Jonathan Tuck, Shane Barratt, Stephen Boyd.
Year: 2021, Volume: 22, Issue: 60, Pages: 1−37
Stratified models are models that depend in an arbitrary way on a set of selected categorical features, and depend linearly on the other features. In a basic and traditional formulation a separate model is fit for each value of the categorical feature, using only the data that has the specific categorical value. To this formulation we add Laplacian regularization, which encourages the model parameters for neighboring categorical values to be similar. Laplacian regularization allows us to specify one or more weighted graphs on the stratification feature values.

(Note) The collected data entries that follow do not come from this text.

PR #3537, opened 2023-10-04
Split HH->4V and HH->2T2V fragments into two

ktht:
The proposal is described [here](https://gitlab.cern.ch/cms-b2g/b-2-g-m-csample-requests/-/issues/4#note_7174353) with technical details and analysis available [here](https://cernbox.cern.ch/s/ds0KJ492iTN58Q5). I'll repeat the main points:
* split `HHto4V` into two samples (40% and 60%, respectively):
    * `HHto4Wto2L2Nu4Q` -- exactly two leptons ($e/\mu/\tau$), two neutrinos and four quarks in final state, all coming from W decays;
    * `HHto4Vto3Lplus` -- three or more leptons in final state, including those from Z decays;
* split `HHto2T2V` into two samples (20% and 80%, respectively):
    * `HHto2T2V_FullyLeptonic` -- both vector bosons (W or Z) decay into leptons;
    * `HHto2T2V_SemiHadronic` -- the two vector bosons produce exactly two quarks in final state.

These changes would cover phase space that is targeted by HH multilepton analysis almost perfectly, yet would respectively gain us a factor of ~5~ 3 and 2 in effective event statistics. For example, if we previously requested, say, 1M events for `HHto4V`, then now we'd request ~400k~ 700k events for `HHto4Wto2L2Nu4Q` and another ~600k~ 300k events for `HHto4Vto3Lplus` so that the event weights would be approximately equal in both samples.

I removed a duplicate fragment (`HHto2V2Tau`) and added the following:
* `*_TuneCP5_13p6TeV_powheg-pythia8.py` for nonresonant NLO ggHH production;
* `*_TuneCP5_13p6TeV_madgraph-pythia8.py` for resonant LO ggHH production;
* `*_dipoleRecoilOn-TuneCP5_13p6TeV_madgraph-pythia8.py` for resonant LO qqHH production.


acarvalh:
Hi @ktht 

thank you for that!
Could you add full hadronic V ones and an inclusive one for the options?

For the HHto4Wto2L2Nu4Q: why this is not 2W2V?

genfragments/ThirteenPointSixTeV/Higgs/HH/HHto4Vto3Lplus_TuneCP5_13p6TeV_madgraph-pythia8.py
```diff
@@ -0,0 +1,37 @@
...
+        pythia8CommonSettingsBlock,
+        pythia8CP5SettingsBlock,
+        pythia8PSweightsSettingsBlock,
+        processParameters = cms.vstring(
+            '23:mMin = 0.05',
+            '24:mMin = 0.05',
+            '25:m0 = 125.0',
+            '25:onMode = off',
+            '25:onIfMatch = 24 -24',
+            '25:onIfMatch = 23 23',
```
menglu21, line 22: add
'23:onMode = off',
'23:onIfAny = 11 13 15'
for W and Z should have high filter efficiency

genfragments/ThirteenPointSixTeV/Higgs/HH/HHto4Vto3Lplus_TuneCP5_13p6TeV_powheg-pythia8.py
```diff
@@ -0,0 +1,41 @@
...
+        pythia8PSweightsSettingsBlock,
+        pythia8PowhegEmissionVetoSettingsBlock,
+        processParameters = cms.vstring(
+            'POWHEG:nFinal = 2',
+            '23:mMin = 0.05',
+            '24:mMin = 0.05',
+            '25:m0 = 125.0',
+            '25:onMode = off',
+            '25:onIfMatch = 24 -24',
+            '25:onIfMatch = 23 23',
```
menglu21, line 25: same comment as above

genfragments/ThirteenPointSixTeV/Higgs/HH/HHto4Vto3Lplus_dipoleRecoilOn-TuneCP5_13p6TeV_madgraph-pythia8.py
```diff
@@ -0,0 +1,38 @@
...
+        pythia8CommonSettingsBlock,
+        pythia8CP5SettingsBlock,
+        pythia8PSweightsSettingsBlock,
+        processParameters = cms.vstring(
+            '23:mMin = 0.05',
+            '24:mMin = 0.05',
+            '25:m0 = 125.0',
+            '25:onMode = off',
+            '25:onIfMatch = 24 -24',
+            '25:onIfMatch = 23 23',
```
menglu21, line 22: same comment as above

ktht:
Hi @acarvalh, thank you for the input. I've now commited fragments for the inclusive resonant LO production; the rest was already there.

Your questions reminded me a recent discussion with @tolange about the idea of exploring $2\ell$ OS final states. The fragments I provided earlier were developed before this discussion and hence omit $2\ell$ OS final states. It prompted me to scrutinize the branching ratios more carefully and I found that the BR of $HH\to4W\to2\ell2\nu4j$ was off by a combinatorial factor of 3. After accounting for that mistake in my initial estimate, the gain in effective event statistics would be a factor of 3, not a factor of 5 as I previously claimed. I've corrected my original post and the notebok that I refer to.

In [another notebook](https://cernbox.cern.ch/s/1NxyzV8kAYewuSv) I show that extending to $2\ell$ OS final states would reduce the gain in event statistics from 3 to 2.7. Still, I think it's worth the trouble to apply the filter given that we're limited by signal statistics. I've replaced `HHto4Wto2L2Nu4Q` and `HHto4Vto3Lplus` fragments with a single fragment named `HHto4Vto2Lplus`. There is no point in filtering $HH\to2\tau2V$ events because the $\tau$ leptons alone can produce $2\ell$ OS signature. I thus removed the `HHto2T2V_FullyLeptonic` and `HHto2T2V_SemiHadronic` fragments.

Regarding the fully hadronic samples, I'd ike some input from @anmalara before commiting anything here. It's not possible to design a single set of decay rules that fully complement $HH\to4V\to2\ell+\mathrm{anything}$. As I understand, you're only interested in $HH\to4W\to8Q$? What about the possibility that one of the W bosons decays leptonically instead of hadronically? Here are all decay modes not covered by the `HHto4Vto2Lplus` fragment:

1. $HH\to4W\to8j$;
2. $HH\to4W\to\ell\nu6j$;
3. $HH\to2W2Z$ with $2W\to4j$ and A) $2Z\to4j$ B) $2Z\to2\nu2j$ C) $2Z\to4\nu$;
4. $HH\to2W2Z$ with $2W\to\ell\nu2j$ and A) $2Z\to4j$ B) $2Z\to2\nu2j$ C) $2Z\to4\nu$;
5. $HH\to4Z$ with A) $2Z\to8j$ B) $2Z\to6j2\nu$ C) $2Z\to4j4\nu$ D) $2Z\to2j6\nu$ E) $2Z\to8\nu$.

We could do one of the following to complement `HHto4Vto2Lplus`:
1. just go with the 1st decay mode, i.e, $HH\to4W\to8j$;
2. combine the 1st and 2nd decay modes by requiring $H\to WW$ and at least 6 jets in the final state;
3. combine the 1st, 3rd and 5th decay modes by requiring $W\to jj$ and disallowing $Z\to\ell\ell$;
4. combine the 1st, 2nd, 3.A, 3.B, 4.A, 5.A and 5.B decay modes by requiring at least 6 jets in the final state and disallowing $Z\to\ell\ell$.

@anmalara which one do you prefer?

anmalara:
Hi, after discussing with the other B2G people, we came up with a different proposal, motivated by the number of leptons. we would like to have the following two combinations

1) 1, 3a, 3b, 5a, 5b (>=6j + 0l)
2) 2, 4a, 4b (>=4j + 1l)

We will therefore leave aside the decays with many neutrinos. While the multi-lepton cases should be included in the `HHto4Vto2Lplus` sample.

We also want to make sure that the `HHto4Vto2Lplus` contains the multilepton decays of the `4tau` mode. Could you confirm?

Finally, we think that the `HHto4Vto2Lplus` name might be misleading since it also contains `2V2taus` and `4tau`. 
Thanks,
Andrea

ktht:
The 1st fragment is easy to implement, but I don't think it's possible to construct the 2nd fragment without including 4c or without excluding 4b. You can find my reasoning in [this notebook](https://cernbox.cern.ch/s/1NxyzV8kAYewuSv). Judging from the BRs, I think the price to pay for being more inclusive and accepting 4c isn't that big of a deal, because 4c constitutes less than 1% of total phase space covered by the 2nd fragment. I've now added two additional fragments for the resonant HH production to this PR:
- `HHto4Vto0L6Jplus`, which accepts DMs 1, 3a, 3b, 5a and 5b;
- `HHto4Vto1L4Jplus`, which accepts DMs 2 and 4.

> We also want to make sure that the HHto4Vto2Lplus contains the multilepton decays of the 4tau mode. Could you confirm?

`HHto4Vto2Lplus` is completely separate from $HH\to4\tau$ decay mode.

> Finally, we think that the `HHto4Vto2Lplus` name might be misleading since it also contains `2V2taus` and `4tau`.

I disagree: `HHto4V`, `HHto2T2V` and `HHto4T` clearly correspond to $HH\to4V$, $HH\to2\tau2V$ and $HH\to4\tau$ decay modes, respectively, and are thus exclusive to each other. What we're currently discussing here are the additional generator-level filters that are applied on top of `HHto4V`, which is why I named the new fragments as `HHto4VtoXYZ`, where `XYZ` encodes relevant final state particles that are common to all decay modes enabled by the fragment.

For future reference (@tolange), here are the BRs of every HH multilepton decay fragment:

|       Sample       | BR       |
|:------------------:|----------|
| `HHto4T`           | 0.003934 |
| `HHto2T2V`         | 0.030092 |
| `HHto4V`           | 0.057547 |
| `HHto4Vto2Lplus`   | 0.021443 |
| `HHto4Vto0L6Jplus` | 0.013611 |
| `HHto4Vto1L4Jplus` | 0.022194 |

@acarvalh note that the size of `HHto4Vto2Lplus`, `HHto4Vto0L6Jplus` and `HHto4Vto1L4Jplus` samples would have to respectively exceed 37%, 24% and 39% of the inclusive `HHto4V` sample, or otherwise we'd lose in effective event statistics. Also, since almost no phase space would be left uncovered after applying the filters, there's no benefit in doing so in the first place (other than added flexibility to increase sample statistics relative to other samples) if the resulting MC samples are all used to study the same HH process. However, if the samples are generated to study HH production in different regimes (e.g., B2G covers resonant HH production above 1 TeV while HH multilepton studies HH resonances below 1 TeV), then it's still worthwhile to apply the filters to benefit from increased event stats.

If @anmalara agrees then this PR is ready to be merged.

anmalara:
Thanks for the clarifications. Yes, this makes sense to us and you can go ahead. Thanks for taking care of this.

genfragments/ThirteenPointSixTeV/Higgs/HH/HHto4Vto1L4Jplus_TuneCP5_13p6TeV_madgraph-pythia8.py
```diff
@@ -0,0 +1,41 @@
...
+        pythia8PSweightsSettingsBlock,
+        processParameters = cms.vstring(
+            '23:mMin = 0.05',
+            '24:mMin = 0.05',
+            '25:m0 = 125.0',
+            '25:onMode = off',
+            '25:onIfMatch = 24 -24',
+            '25:onIfMatch = 23 23',
+            '23:onMode = off',
+            '23:onIfAny = 1 2 3 4 5 12 14 16',
```
menglu21, line 25: you will have 1L2J4Nu or 1L6J event

ktht: Yes, that's intended. Although now that I think about it, `HHto4Vto1L4Jplus` is a bit misleading here.. What would you recommend for the name though? Just `HHto4Vto1L`?

ktht: @menglu21 I've now renamed the fragment.

tommasodiotalevi:
Hi @menglu21 I have some doubts regarding the dataset names for this MC samples. 

* Concerning `HHto4Vto0L6Jplus`: the *plus* is not correct in naming, maybe we could use "AtLeast" as new terminology (?). Another option is to operate by negation: in this case we don't have leptons, so the name could be: `HHto4VtoNonL`

* Concerning `HHto4Vto1L`: also here "AtLeast" could be used. Here the negations are quite challenging: we can say `ZToNon2L` but then you should say that "AtLeast" one W is "NonLNu".

* Concerning `HHto4Vto2Lplus`: here only "AtLeast" is a viable option.

Do you have any suggestions?

ktht:
Are there any official guidelines on how to name datasets that specifically address non-exclusive final states? I think the bottom line should be that we don't violate those guidelines and that the name is clearly and universally understood. The only argument in favor of `AtLeast` I can come up with is that there are a handful of Run II samples (`/DYJetsToTauTau_M-50_AtLeastOneEorMuDecay*`) containing the string while there are no samples with `plus` or `Plus` in the name with the same meaning as those two are usually reserved for the electric charge (but then again it's difficult to interpret the current fragment names that way). If you really insist, we can rename `HHto4Vto0L6Jplus` to `HHto4Vto0LAtLeast6J` and `HHto4Vto2Lplus` to `HHto4VtoAtLeast2L`. However, I prefer keeping `HHto4Vto1L` the same since there are no better alternatives. In my opinion, it should be clear from the names that they are all mutually exclusive.

tommasodiotalevi:
Hi @ktht, unfortunately the [only guide](https://cms-pdmv.gitbook.io/project/mccontact/rules-for-run3-dataset-names) does not provide enough information about this. Maybe @menglu21 can comment on that.

ktht:
Thanks for the link, @tommasodiotalevi From that web site I found [this section](https://cms-pdmv.gitbook.io/project/mccontact/rules-for-dataset-names#filter), which basically states that we can be creative when naming datasets with generator-level filters.

agrohsje:
@sihyunjeon and myself are discussing good names since more than a year. the point is that names should follow strict rules so that everyone can find the samples. however, sometimes this is just impossible. so what i would advice is in the case of filters: think about something that is close to the other rules that we have and add the explicit examples to https://cms-pdmv.gitbook.io/project/mccontact/rules-for-dataset-names#filter @menglu21 @bbilin what if we add a table there with explicit filter names and what they are doing ?

menglu21:
Hi @agrohsje this is only the fragment so I didn't require them to strictly following the naming convention. when comes to the request name, they should follow that

agrohsje:
Hi @menglu21. Indeed I am referring to the dataset name. @tommasodiotalevi asked about this on cms talk and I answered here not to spam everyone.

ktht:
In a [related discussion](https://gitlab.cern.ch/cms-hig-mc/mc-hig-requests/-/issues/45#note_7716325) it was pointed out that the lines starting with `ResonanceDecayFilter:filter` are redundant in `HHto4V_*` and `HHto4T_*` cards. I confirm this really to be the case. Since this is such a small change in the code, I can prepare the PR that removes the redundant lines to prevent similar comments about the fragments that may crop up in the future. Or what do you think?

For example, stratifying over the days of the week, we can specify that the Sunday model parameter should be close to the Saturday and Monday model parameters. The regularization improves the performance of the model over the traditional stratified model, since the model for each value of the categorical `borrows strength' from its neighbors. In particular, it produces a model even for categorical values that did not appear in the training data set. We propose an efficient distributed method for fitting stratified models, based on the alternating direction method of multipliers (ADMM). When the fitting loss functions are convex, the stratified model fitting problem is convex, and our method computes the global minimizer of the loss plus regularization; in other cases it computes a local minimizer. The method is very efficient, and naturally scales to large data sets or numbers of stratified feature values. We illustrate our method with a variety of examples.